This article applies to all VMware Tanzu Application Service (TAS) for VMs (
Regular and
Small Footprint) deployments.
Versions Impacted: TAS 2.3.x, TAS 2.4.x, TAS 2.5.0 - 2.5.12, TAS 2.6.0 - 2.6.7, TAS 2.7.0 - 2.7.1
App staging fails with a
503 error:
Server error, status code: 503, error code: 170015, message: Runner is unavailable: Process Guid: <App-Instance-GUID>: Connection refused - Connection refused - connect(2) for "bbs.service.cf.internal" port 8889 (bbs.service.cf.internal:8889)
In
bbs.stdout.log, we see the following error:
{"timestamp":"2019-10-01T15:56:36.524833203Z","level":"error","source":"bbs","message":"bbs.locket-lock.lost-lock","data":{"duration":15000212109,"error":"rpc error: code = 4 desc = context deadline exceeded","lock":{"key":"bbs","owner":"bb26bd04-0ae6-45bf-ad97-42751433fee4","type":"lock","type_code":1},"request-uuid":"c3cf1ac7-cb96-4c6c-465e-ba332ff71398","session":"4","ttl_in_seconds":15}}
After checking the MySQL for VMware Tanzu
slow_query logs, we found a lot of aborted connections on locket and silk.
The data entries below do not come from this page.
PR #9325, opened 2026-08-23
Curate computational models for Heart Failure

cmungall:
## Summary

- add a 2024 CircAdapt par-75 imaging-based HFrEF/LBBB digital twin with its exact public repository commit
- add a distinct paper-curated virtual-pacing twin that perturbs CRT delivery and predicts reverse remodeling
- link contractile-dysfunction and ventricular-remodeling readouts to existing pathophysiology nodes
- document cohort size, identifiability, absent patient inputs/solver/license, and paper-only implementation limitations
- preserve and citation-validate the completed 5-iteration OpenScientist exploration (job `e0fc2fd2-4a7d-405f-a1c1-8498f68c79d3`)

## Verification

- full disorder validation passed (54/54 snippets; only pre-existing unsupported dataset-prefix warnings)
- LinkML disorder and history schemas passed
- term, folded-hyphen, duplicate-key, export/render, and graph/data-invariant checks passed
- MATLAB/Octave execution was unavailable; exact runtime blockers are recorded in `notes`
- all 47 OpenScientist PMIDs resolved; two close abstract-quote mismatches are transparently retained in the validation report

One disorder file is modified, per the computational-model curation workflow.

---

> [!NOTE]
> **Low Risk**
> Knowledge-base curation only: YAML model records, search export, history, and reference caches. No application logic, auth, or runtime behavior changes.
> 
> **Overview**
> Adds the first **computational models** on Heart Failure: an imaging-calibrated CircAdapt par-75 left-ventricular digital twin (pinned GitHub commit, PMID:38741182) and a paper-only virtual-pacing CRT-response twin (PMID:38288616).
> 
> Both are `DIGITAL_TWIN` entries with variables, findings, and mechanism links (`Myocardial Contractile Dysfunction`, `Ventricular Remodeling`). Notes record reproducibility limits (no license/tests/patient data/solver; MATLAB not run; CRT study has no code deposit). Search metrics now show 57 models / 22 sources / 26 with repositories.
> 
> <sup>Reviewed by [Cursor Bugbot](https://cursor.com/bugbot) for commit f82fb4bd9964e42a7c98883a9cbbc6a80ce193c6. Bugbot is set up for automated code reviews on this repo. Configure [here](https://www.cursor.com/dashboard/bugbot).</sup>

PR #9324, opened 2026-08-23
Curate computational models for Epilepsy

cmungall:
## Summary

- add the 2025 Virtual Epilepsy Patient Cohort as a patient-specific whole-brain digital twin
- link its seizure-network and regional-excitability readouts to existing pathophysiology nodes
- record independent clinical calibration, negative stimulated-propagation results, exact repository commit, and reproducibility limitations
- preserve and citation-validate the completed 5-iteration OpenScientist exploration (job `bdf24227-454c-4702-ab34-6d86082a31c9`)

## Verification

- full disorder validation passed (121/121 snippets; only pre-existing unsupported dataset-prefix warnings)
- LinkML disorder and history schemas passed
- term, folded-hyphen, duplicate-key, export/render, and graph/data-invariant checks passed
- repository Python scripts byte-compile; end-to-end run was blocked by external patient data/dependency gaps documented in `notes`
- all 55 OpenScientist PMIDs resolved; one transparent relevance-heuristic flag is retained in the report

One disorder file is modified, per the computational-model curation workflow.

---

> [!NOTE]
> **Low Risk**
> Knowledge-base curation and generated search/reference artifacts only; no application logic, auth, or data-handling code.
> 
> **Overview**
> Adds a curated **digital twin** computational model to the Epilepsy knowledge base: the 2025 Virtual Epilepsy Patient Cohort of 30 patient-specific whole-brain network models (Epileptor / The Virtual Brain).
> 
> The entry links seizure-network and regional-excitability readouts to existing hyperexcitability mechanisms, records independent VEP clinical calibration (PMID:35604575), and keeps the **negative** stimulated-seizure propagation result. Repository provenance is pinned to commit `a99c883`, with explicit reproducibility limits (no license/deps, external EBRAINS data, missing named script). Search index totals increment by one model.
> 
> Also caches many epilepsy PMIDs and a history event; one unrelated clinical-trial explanation is rewrapped.
> 
> <sup>Reviewed by [Cursor Bugbot](https://cursor.com/bugbot) for commit 5b2df846c9f99a8cec8767eeaf5a970e098e5d3e. Bugbot is set up for automated code reviews on this repo. Configure [here](https://www.cursor.com/dashboard/bugbot).</sup>

PR #9263, opened 2026-08-22
Add Alzheimer DADD digital twin model

cmungall:
## Summary

- adds the 2025 EEG-personalized Digital Alzheimer's Disease Diagnosis (DADD) model
- adds a cortical structural-connectivity degeneration join point and links DADD separately to connectivity degeneration and synaptic dysfunction
- records patient-specific variables, diagnostic/prognostic findings, the nonsignificant synaptic-parameter result, repository provenance, and reproducibility limitations
- regenerates the computational-model browser index

## Model provenance

- publication: PMID:40450374
- repository: https://github.com/LoreAma/Code_AD_simulations
- inspected commit: `bf480f5cbba429639fcd6f1cb8dc92081a4f5975`
- license: GPL-2.0
- execution: not attempted because the notebook repository has no pinned dependency manifest; this limitation is explicit in the card

## Validation

- `just validate kb/disorders/Alzheimer_Disease.yaml`
- `just count-verified-snippets kb/disorders/Alzheimer_Disease.yaml` — 241/247 verified, 6 non-PMID-prefix skips
- `just check-duplicate-keys kb/disorders/Alzheimer_Disease.yaml`
- `just validate-history history/disorders/Alzheimer_Disease/2026-08-22T183457Z-claude-code-b4684a.yaml`
- `uv run pytest tests/test_models_export.py tests/test_graph_model_links.py tests/test_render_models.py -q` — 25 passed

---

> [!NOTE]
> **Low Risk**
> Knowledge-base curation and generated search-index data only; no application logic, auth, or runtime behavior changes.
> 
> **Overview**
> Adds the 2025 EEG-personalized **DADD** digital twin (`PMID:40450374`) to Alzheimer Disease, including GitHub provenance, inversion parameters (`cp`, `lp`, `np`), diagnostic/prognostic findings, and explicit reproducibility limits (no pinned deps; patient EEG not in-repo).
> 
> Introduces a **Cortical Structural Connectivity Degeneration** mechanism (cortex/white matter) downstream of synaptic dysfunction and upstream of memory loss, and links DADD to that node plus synaptic dysfunction with fidelity, readouts, and the nonsignificant synaptic-parameter result.
> 
> Regenerates the computational-model browser index (56 models) and caches supporting PMIDs.
> 
[...]

PR #9122, opened 2026-08-20
Add Ataxia-Telangiectasia computational models

cmungall:
## Summary\n\n- add three Ataxia-Telangiectasia computational-model entries: an ATM/ATR ODE, an ATM p.Ala2386Glu structural analysis, and a normative MRI autoencoder\n- link each model conservatively to the exact pathophysiology mechanism it represents or measures\n- record artifact provenance, validation scope, fidelity, and reproducibility limitations\n- regenerate the computational-model browser export and add the curation history record\n\n## Reproducibility notes\n\n- the pinned ATM/ATR SBML was cross-checked against BioModels, parsed without libSBML errors, and smoke-run in COPASI and libRoadRunner\n- the ODE curation records the released 31-species/40-reaction artifact versus the paper-reported 32/41, qualitative units, and missing disease/drug scenario files\n- the autoencoder repository lacks trained weights and required data-preparation steps; its notebook instantiates a five-unit latent layer while the paper reports four\n- the allele-specific structural model has experimental patient-cell support but no deposited mutant coordinates or runnable artifact\n\n## Validation\n\n- Schema validation...
No issues found
Term validation...
warning: `VIRTUAL_ENV=/Users/cjm/repos/tatr/.venv` does not match the project environment path `.venv` and will be ignored; use `--active` to target the active environment instead
✅ Validation passed
Reference validation...
warning: `VIRTUAL_ENV=/Users/cjm/repos/tatr/.venv` does not match the project environment path `.venv` and will be ignored; use `--active` to target the active environment instead
Cache directory: references_cache

Validating kb/disorders/Ataxia_Telangiectasia.yaml against schema src/dismech/schema/dismech.yaml

Validation Summary:
  Files validated: 1
  Total checks: 0
  All validations passed!
  Snippets checked: 120/120 verified against cached references
Normalizing term caches...

Migration complete:
  Files scanned: 18
  Files updated: 0
Normalizing enum caches...
✓ All caches normalized
✓ All validations passed for kb/disorders/Ataxia_Telangiectasia.yaml (120/120 snippets)\n- history, duplicate-key, title-snippet, snippet-length, and NOT4 audits\n- 25 focused computational-model export/render/link tests\n- 8,656 model-related data tests\n- \n\nA complete rename-aware audit of 184 open pull requests found no existing PR touching this disorder YAML.

---

> [!NOTE]
> **Low Risk**
> Knowledge-base curation and generated search export only; no application logic, auth, or runtime behavior changes.
> 
> **Overview**
[...]

PR #9807, opened 2026-08-28
fix(ci): let generate-pages own app/models/data.js, not curation PRs

### LINKED ISSUE #9804: Nine approved model PRs are deadlocked: a test forces every curation PR to commit app/models/data.js
## Symptom

Nine PRs are approved, unassigned, green, and **all mutually un-mergeable**. Every one conflicts on exactly one file, `app/models/data.js`, and on nothing else:

| PR | Branch |
|---|---|
| #9104 | `codex/hyperinsulinemic-hypoglycemia-computational-models` |
| #9119 | `codex/noonan-syndrome-computational-models` |
| #9122 | `codex/ataxia-telangiectasia-computational-models` |
| #9140 | `codex/renal-cell-carcinoma-computational-models` |
| #9142 | `codex/hepatitis-c-computational-models` |
| #9145 | `codex/chronic-myeloid-leukemia-computational-models` |
| #9263 | `codex/alzheimer-dadd-digital-twin` |
| #9324 | `codex/epilepsy-vep-models` |
| #9325 | `codex/heart-failure-circadapt-model` |

Of the 22 open PRs that are currently approved + unassigned + non-draft, **13 are un-mergeable**, and these nine are the largest cluster. The deterministic auto-merge sweep requires `mergeable == MERGEABLE`, so none of them can be swept.

## Cause

`tests/test_models_export.py::test_exported_data_js_is_in_sync_with_the_knowledge_base` asserts that the committed file equals what the exporter produces right now:

```python
assert committed == current, "app/models/data.js is stale — run `just gen-models-data`"
```

`app/models/data.js` is a generated browser index — 2,834 lines, 131 KB — rebuilt from **every** `computational_models` block in `kb/` by `dismech.export.models_export`. Any PR that adds a model changes `current`, so under this contract the curation PR must regenerate and commit the whole artifact. Each of the nine did exactly that, in its own curation commit:

```
#9145  8789c8362d  Add CML computational model                        app/models/data.js | 66 +++---
#9104  e702717586  Curate hyperinsulinemic hypoglycemia computational models
#9324  f6d350c954  Curate epilepsy computational models
```

Two concurrent model PRs therefore cannot both merge, by construction.

## The repo already rejected this pattern for the sibling index

`app/data.js` has the identical shape, and a test like this was deliberately **not** written for it — `tests/test_check_browser_data_links.py:195`:

> Deliberately NOT tested here: the committed `app/data.js` against the committed `pages/`. Every curation PR adds a disorder YAML before the generate-pages workflow renders its page, so such a test would fail on the whole curation stream rather than on the drift it is meant to catch. **The invariant belongs to the generate-pages run (which renders first, then gates), not to repo state.**

That reasoning transfers word for word. `app/discussions/data.js` is the control case: same kind of generated index, no staleness test, and no conflicts.

## Second-order effect: it also red-lights `main`

The pytest job is path-gated — `if: steps.changes.outputs.python == 'true'`, matching `src/**`, `tests/**/*.py`, `justfile`, `project.justfile`, `pyproject.toml`, `uv.lock`. A kb-only curation PR does not match, so **the staleness test never runs on the PR that creates the staleness**. It accumulates silently across merges until some unrelated PR touches `src/` or `justfile`, runs the full suite, and goes red for something it did not cause. That is what `d7de426b2 chore(models): regenerate app/models/data.js (fixes red main)` was cleaning up.

So the incentives are inverted both ways: regenerate and you deadlock against every sibling model PR; skip it and you poison `main` for whoever next touches `src/`.

## Third gap: nothing regenerates it

`generate-pages.yaml` runs `gen-browser-data`, `gen-pathographs`, `gen-dashboard` and `gen-schema-docs`, and commits `pages/ app/data.js pathographs/ dashboard/ elements/` (line 346). It never runs `just gen-models-data` and never adds `app/models/data.js`. So simply deleting the test would leave the file to rot — the fix has to move ownership to the bot, not just drop the constraint.

## Fix

Move the invariant to the generate-pages run, matching `app/data.js`:

1. `generate-pages.yaml` — add a `just gen-models-data` step, gate it with the existing link checker (`check_browser_data_links.py --data app/models/data.js`), and add the file to the `git add` line.
2. Delete the staleness test, leaving a note pointing at the `app/data.js` precedent.
3. Add `app/models/data.js` to the "What NOT to commit" table in `CLAUDE.md`.

That does not by itself unblock the nine — each still carries the file — but once the test is gone, dropping that one path from each branch is safe and they all become mergeable.

## Follow-up, not fixed here

`app/discussions/data.js` is tracked but is regenerated by nobody: `generate-pages.yaml` does not run `gen-discussions-data` either. It has no staleness test, so it causes no conflicts — it just drifts silently. Worth folding into the same workflow step, but it is a different (harmless-today) bug and is left out to keep this change reviewable.

cmungall:
Closes #9804.

Nine approved PRs are currently deadlocked, each conflicting on `app/models/data.js` and on nothing else: #9104, #9119, #9122, #9140, #9142, #9145, #9263, #9324, #9325. This removes the cause.

## Why they conflict

`tests/test_models_export.py` asserted that the committed file equals what the exporter produces right now:

```python
assert committed == current, "app/models/data.js is stale — run `just gen-models-data`"
```

`app/models/data.js` is a generated browser index — 2,834 lines, 131 KB — rebuilt from **every** `computational_models` block in `kb/`. Any PR adding a model changes `current`, so the assertion made regenerating and committing the whole artifact mandatory for that PR. Two concurrent model PRs then cannot both merge, by construction. Each of the nine did exactly what the test demanded, in its own curation commit (`8789c8362d Add CML computational model`, `f6d350c954 Curate epilepsy computational models`, …).

Of the 22 open PRs that are approved + unassigned + non-draft, 13 are un-mergeable; these nine are the largest cluster, and the auto-merge sweep requires `mergeable == MERGEABLE`.

## The repo already settled this for the sibling index

A test of this shape was deliberately **not** written for `app/data.js` — `tests/test_check_browser_data_links.py:195`:

> Deliberately NOT tested here: the committed `app/data.js` against the committed `pages/`. Every curation PR adds a disorder YAML before the generate-pages workflow renders its page, so such a test would fail on the whole curation stream rather than on the drift it is meant to catch. **The invariant belongs to the generate-pages run (which renders first, then gates), not to repo state.**

`app/discussions/data.js` is the control: same kind of generated index, no staleness test, no conflicts. The models test was the anomaly.

It also red-lights `main` on a delay. The pytest job is path-gated (`src/**`, `tests/**/*.py`, `justfile`, `project.justfile`, `pyproject.toml`, `uv.lock`), so a kb-only PR never runs the test that its own merge invalidates. Staleness accumulates until some unrelated PR touches `src/` and goes red for something it didn't cause — which is what `d7de426b2 chore(models): regenerate app/models/data.js (fixes red main)` cleaned up. A curator hit exactly this on 2026-08-23 and reproduced it on `main` before concluding the file "is a derived artifact written only by the generate-pages workflow" (`history/disorders/Iron_Poisoning/2026-08-23T214320Z-claude-code-247a90.yaml`).

## What this changes

Deleting the test alone would leave the file to rot, because **generate-pages never regenerated it either** — it ran `gen-browser-data`, `gen-pathographs`, `gen-dashboard`, `gen-schema-docs`, and committed `pages/ app/data.js pathographs/ dashboard/ elements/`. So this moves ownership rather than dropping the constraint.

**`generate-pages.yaml`**
- runs `just gen-models-data` after rendering and all drift healing, and gates it with `just check-models-links`;
- commits the file alongside `app/data.js`;
- adds `kb/modules/*.yaml` and `models/**` to `on.push.paths`. `ModelsExporter.collect_records` reads module YAML (`models_export.py:231`) and `models/*.config.yaml` (`:107`), so without these a module-level computational model or a new perturb config reached the index only via the daily full rebuild — a hole in the ownership this PR claims. `kb/modules/immune_checkpoint_blockade.yaml` already carries a `computational_models` block, and `gen-pages` renders module pages via `render_all_modules`, so the pages the new gate checks were already this workflow's output while their source was not a trigger;
- moves the built-artifact list to a job-level `BUILT_PATHS` env var. Change-detection and `git add` are separate steps and cannot share a shell variable, and the list must not drift: a path missing from the first makes the run skip its PR, one missing from the second silently never updates. The comment records both why the list is centralized and why both consumers expand it **unquoted** — they need word splitting, `"$BUILT_PATHS"` would be a single nonexistent path that matches nothing, and a bash array cannot cross a step boundary.

**`project.justfile`** gains `check-models-links` next to `check-browser-links`, so a curator who hits the gate in CI can reproduce it with the command CI ran. Its `--data` form is added to the script's usage examples.

**`tests/test_models_export.py`** loses the staleness test, with a note pointing at the `app/data.js` precedent.

**`CLAUDE.md`** records `app/models/data.js` in "What NOT to commit".

## Verification

| Check | Result |
|---|---|
| `just check-models-links` | `OK: all 57 page_url targets in app/models/data.js exist on disk.` |
| Regeneration on a clean tree | no diff — idempotent, and `main` is currently in sync |
| Workflow parses | 15 trigger paths; `BUILT_PATHS` folds to one line, all six paths resolve |
| `ruff check .` | `All checks passed!` |
| Full local suite | **40,201 passed, 41 skipped** |
| `tests/test_models_export.py` | 8 passed (was 9; one removed) |
| `tests/test_check_browser_data_links.py` | 12 passed |
| `test_agent_config`, `test_ci_batch_validation`, `test_enum_cache`, `test_disclaimers`, `test_validate_disorder_hook` | pass |
| `yamllint -d relaxed` on the workflow | 58 warnings vs `main`'s 60, 0 errors |

The full suite also reported two failures in `tests/test_validate_disorder_hook.py`. Those are environment-only, not this branch's: `recipe_available()` shells out to `just`, which was not installed in the container I ran it in. Installing `just 1.58.0` and re-running gives 13/13. Stating it rather than quoting a clean number that wasn't quite clean.

No references to the deleted test remain outside an append-only history record, which is left untouched.

## What this does *not* do

It does not unblock the nine on its own — each still carries the file. Once this lands, dropping that one path from each branch is safe and they all become mergeable. I have not touched those branches; they were opened by other sessions.

## Follow-up, deliberately not included

`app/discussions/data.js` is tracked but regenerated by nobody — `generate-pages.yaml` does not run `gen-discussions-data` either. It has no staleness test, so it causes no conflicts; it just drifts silently. It belongs in the same workflow step and in `BUILT_PATHS`, but folding it in would widen a deadlock-clearing PR into an audit of all the browser indexes. Issue to follow once this lands.

### DIFF
--- a/.github/workflows/generate-pages.yaml
+++ b/.github/workflows/generate-pages.yaml
@@ -213,9 +213,10 @@ jobs:
           git config user.email "github-actions[bot]@users.noreply.github.com"
 
           # Park this build's pages in a throwaway commit so changing base cannot
-          # lose them. Only pages/ needs parking: app/data.js, pathographs/,
-          # dashboard/ and elements/ are all generated further down, and doing so
-          # AFTER this step is what makes them come from the fresh KB.
+          # lose them. Only pages/ needs parking: every other BUILT_PATHS entry
+          # -- app/data.js, app/models/data.js, pathographs/, dashboard/ and
+          # elements/ -- is generated further down, and doing so AFTER this step
+          # is what makes them come from the fresh KB.
           BASE="$(git rev-parse HEAD)"
           git add -A pages/
           git commit -q -m "wip: rendered pages" || echo "no page changes to park"
--- a/docs/page-build.md
+++ b/docs/page-build.md
@@ -131,8 +131,9 @@ Three mechanisms now close that gap:
    stale KB against its own matching stale pages, finds perfect agreement, and
    reports clean. Re-anchoring makes `kb/` current while keeping this build's
    rendered pages, which is exactly the mismatch the check is looking for. It
-   also puts the aggregates (`app/data.js`, dashboard, pathographs, schema docs —
-   all generated *after* this step, deliberately) on current data.
+   also puts the aggregates (`app/data.js`, `app/models/data.js`, dashboard,
+   pathographs, `elements/`, schema docs — all generated *after* this step,
+   deliberately) on current data.
 
    And it stops the regen PR conflicting. A branch built at a stale checkout
    collides with any later regen that touched the same page; that is what left


cmungall:
All three 🔵 suggestions taken in `7089747257`. This dismisses the approval — worth it, because suggestion 1 turned out to be a hole in this PR's own claim rather than a follow-up nit.

### 1 — `kb/modules/*.yaml` and `models/**` are now trigger paths

You're right, and I'd argue it's slightly worse than "a timing gap and not a correctness one". This PR asserts that generate-pages *owns* `app/models/data.js`. Ownership means the run fires whenever an input changes, and `ModelsExporter.collect_records` reads `kb/modules/` (`models_export.py:231`) and `models/*.config.yaml` (`:107`) — neither of which triggered it. `kb/modules/immune_checkpoint_blockade.yaml` already carries a `computational_models` block, so this isn't hypothetical.

There's a sharper version too: `gen-pages` renders module pages via `render_all_modules`, so the *pages* the new gate checks were already this workflow's output while their *source* was not a trigger. Adding the two paths closes both halves. Comment explains why they're there.

### 2 — `check-models-links` recipe

Added next to `check-browser-links`, and the workflow now calls it instead of inlining. Verified it runs: `OK: all 57 page_url targets in app/models/data.js exist on disk.` Also added the `--data app/models/data.js` form to the script's usage examples, next to `app/data.js` and `app/discussions/data.js` as you suggested.

### 3 — why the expansion is bare

Taken, and I extended it slightly past what you asked. The comment now says both *that* it is deliberate and *what breaks*: `"$BUILT_PATHS"` becomes a single nonexistent path that silently matches nothing — so quoting it would make change-detection see no changes and skip the PR, and `git add` stage nothing. It also records that a bash array is the usual fix and cannot cross a step boundary, so the next reader doesn't reach for one.

### On your check of the hard-failure risk

Thank you for chasing that specifically — a mid-publish hard gate that could fail for a reason the run didn't cause would have been the real defect here, and your `render_all_modules` / `gen-pages-changed` reasoning is the check I should have written into the body. It also happens to be exactly why suggestion 1 matters: the gate's inputs and the workflow's triggers were not the same set.

### Re-verified on `7089747257`

| Check | Result |
|---|---|
| `just check-models-links` | `OK: all 57 page_url targets in app/models/data.js exist on disk.` |
| Workflow parses | 15 trigger paths; `BUILT_PATHS` folds to one line, all six paths |
| `ruff check .` | `All checks passed!` |
| `check_browser_data_links` + `models_export` + `validate_disorder_hook` + `ci_batch_validation` | **35 passed** |
| `yamllint -d relaxed` | 58 warnings vs `main`'s 60, 0 errors |

Also worth recording: the full local suite on the previous head came back **40,201 passed, 41 skipped**, with two failures in `tests/test_validate_disorder_hook.py`. Those are environment-only — `recipe_available()` shells out to `just`, which isn't installed in this container. I installed `just 1.58.0` and re-ran: 13/13 pass. Not a finding, but I'd rather state it than let a green summary imply I ran a clean suite.

### Follow-up issue

Agreed on filing `app/discussions/data.js` rather than folding it in — I'll open it once this lands, so the issue can reference the pattern this PR establishes rather than describing it twice.

---

cmungall:
Both nits taken in `b2d2b51f5d`. This dismisses the approval again — last push, and I think nit 1 earns it.

### The re-anchor comment

Your framing is the reason I didn't leave it: that comment is what a reader consults to check which `BUILT_PATHS` entries survive the hard `git checkout -q -f -B`, and I'm the one who introduced `BUILT_PATHS`. An incomplete list is the wrong answer to the question it exists to answer.

Rather than append one filename I made it name the invariant, so it stays correct if the list grows again:

> Only `pages/` needs parking: every other `BUILT_PATHS` entry — `app/data.js`, `app/models/data.js`, `pathographs/`, `dashboard/` and `elements/` — is generated further down, and doing so AFTER this step is what makes them come from the fresh KB.

I verified that claim instead of inheriting it from the comment I was editing. Re-anchor is at line 237; `app/data.js` (303), `app/models/data.js` (319), `pathographs/` (325), `dashboard/` (330) and `elements/` (333, via `gen-schema-docs` — `project.justfile:1358` confirms that's where `elements/` comes from) are all after it. `pages/` renders at 176/180, *before* it, which is exactly why it's the one thing needing parking. So "only `pages/`" is right for a checkable reason, not just because it was already written down.

### `docs/page-build.md`

Same parenthetical, updated. I also added the `elements/` you noted was missing before this PR — it was a one-word fix in a line I was already editing, and leaving a known-incomplete list behind while fixing its twin seemed worse than the small scope bump.

### Verified on `b2d2b51f5d`

Workflow parses; `yamllint -d relaxed` 57 warnings vs `main`'s 60, 0 errors; `tests/test_disclaimers.py` 29 passed (it reads `docs/`). No behaviour change — both commits are comments.

### On the `app/discussions/data.js` follow-up

Agreed, and I'll file it once this lands so the issue can point at the pattern this PR establishes rather than re-deriving it. Same for the note about the nine: they each still need the file dropped, and those branches belong to other sessions, so that stays with @cmungall.

---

In the MySQL logs, we see the following error:
InnoDB: Difficult to find free blocks in the buffer pool (1587 search iterations)! 0 failed attempts to flush a page! Consider increasing the buffer pool size. It is also possible that in your Unix version fsync is very slow, or completely frozen inside the OS kernel. Then upgrading to a newer version of your operating system may help. Look at the number of fsyncs in diagnostic info below. Pending flushes (fsync) log: 1; buffer pool: 0. 1154586110 OS file reads, 328304199 OS file writes, 30369677 OS fsyncs. Starting InnoDB Monitor to print further diagnostics to the standard output.
Cause
The TAS tile hard-codes an unreasonably small buffer pool of
2GB for its internal MySQL hosts, especially for a larger platform.